PR #246, opened 2023-10-12
Stop loading `wp-mediaelement` styles on the frontend

adamwoodnz:
These styles also seem to have no use on the frontend, and are also being flagged under render blocking resources.


StevenDufresne (approved):
Yep. That fine. We can revert later if needed.

renintw (approved):
👍

PR #248, opened 2023-10-12
Query Filters: Replace overflow-y with overflow-x

renintw:
Related: https://github.com/WordPress/wporg-mu-plugins/pull/473

In showcase, the "Query Filters" only overflow horizontally ([noWrap is set](https://github.com/WordPress/wporg-showcase-2022/blob/main/source/wp-content/themes/wporg-showcase-2022/patterns/_site-grid-featured.php#L23)), so overflow-x is used in place of overflow-y.


adamwoodnz (approved):
👍 Works and makes sense to me

Issue #234, opened 2023-10-10
Showcase v2 Feedback


ndiego:
Copied over from WP Slack: https://wordpress.slack.com/archives/C04U953K77A/p1696925380920099?thread_ts=1696525287.393319&cid=C04U953K77A

- As a user, I don't really understand what the links on the left of the 'homepage' banner are/mean. See attachment.
  - What is "Meta Newsroom"? Why is there a Facebook link? Why would I click 'Business' / where is this taking me? We're assuming context that the user doesn't have. Can we rework these into a simple paragraph?
- Canonical URL on search pages uses the 'pretty' URL format; it should use the ?s= format.
- Archive pages (including search results and tags) don't have a H1, so it's not clear what I'm looking at (nb, this should also consider the paginated state).
- Archive pages assume that the user knows where they are / what they're looking at. https://wordpress.org/showcase-v2/browse/ has no context/information about what I'm browsing / what these filters are. Descriptive + helpful introductory on all pages/templates pls :smile:
- Can we kill/hide all tags with fewer than 3(?) members? E.g., https://wordpress.org/showcase-v2/tag/space/ isn't useful :laughing:
- Page <title>s are inconsistent about whether they include (or end in)  "WordPress Showcase"; can we define and use a consistent pattern throughout which includes this?
- I'm also not clear on the difference between categories and tags (good old WordPress, eh? :wink:)
- In the breadcrumb, we have 'Home' immediately below 'Showcase'; can we remove 'Home' (as it doesn't link to the homepage), and have Home > Showcase > etc? Or if that's contentious, just replace 'Home' with 'Showcase' in the breadcrumbs.
- The Next/Previous nav on individual items is confusing, and a worse experience than the 'Related sites' nav. Can we remove it?
- Is there a reason that we're setting noreferrer on links to sites?

ndiego:
cc @jasmussen @marko-srb

jasmussen:
Good stuff here. Marko is a bit busy at the moment so I'll respond to the best of my ability. In general, agree with most of this, so the stuff I didn't comment on/add context to below, would be good to just run with.

> What is "Meta Newsroom"? Why is there a Facebook link? Why would I click 'Business' / where is this taking me? We're assuming context that the user doesn't have. Can we rework these into a simple paragraph?

Conceptually it's the feature version of this box;

[...]

PR #251, opened 2023-10-16
Remove `noreferrer` from Site Link and Site Meta List blocks.

### LINKED ISSUE #250: Remove `noreferrer` from links in Site Link block
Per the feedback in #234, there really shouldn't be `noreferrer` on the site links in the Showcase. It's probably a good thing for receiving sites to see wp.org referrals.

The `noreferrer` needs to be removed here: https://github.com/WordPress/wporg-showcase-2022/blob/94d746f4d7895528ba3ed14fb4f9b59b3b86be78/source/wp-content/themes/wporg-showcase-2022/src/site-link/index.php#L42

ndiego:
Fixes #250 

Removed `noreferrer` from the link in the Site Link and Site Meta List blocks per feedback in #234

### DIFF
--- a/source/wp-content/themes/wporg-showcase-2022/src/site-link/index.php
+++ b/source/wp-content/themes/wporg-showcase-2022/src/site-link/index.php
@@ -39,7 +39,7 @@ function render( $attributes, $content, $block ) {
 
 	$wrapper_attributes = get_block_wrapper_attributes( array( 'class' => 'external-link' ) );
 	return sprintf(
-		'<p %1$s><a href="%2$s" target="_blank" rel="noopener noreferrer">%3$s</a></p>',
+		'<p %1$s><a href="%2$s" target="_blank" rel="noopener">%3$s</a></p>',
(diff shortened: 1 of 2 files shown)


renintw:
I guess the original decision was based on a practice suggesting that using "noopener noreferrer" together is a safe approach. That's probably why it was implemented as such. It seems like "noreferrer" could be safely removed here in the showcase, as I haven't seen URLs containing sensitive user information.

adamwoodnz (commented):
LGTM, seems like we'd want to remove it here too?

https://github.com/WordPress/wporg-showcase-2022/blob/main/source/wp-content/themes/wporg-showcase-2022/src/site-meta-list/index.php#L143

ndiego:
> LGTM, seems like we'd want to remove it in the site meta list URL entry too?

Ah, good catch. Just updated the PR to include that.

adamwoodnz (approved):
LGTM :shipit:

────────

§ What needs to be done: Go through the records above. Copy each line in which the string "Related" appears.

§ Result below:
Related: https://github.com/WordPress/wporg-mu-plugins/pull/473
- The Next/Previous nav on individual items is confusing, and a worse experience than the 'Related sites' nav. Can we remove it?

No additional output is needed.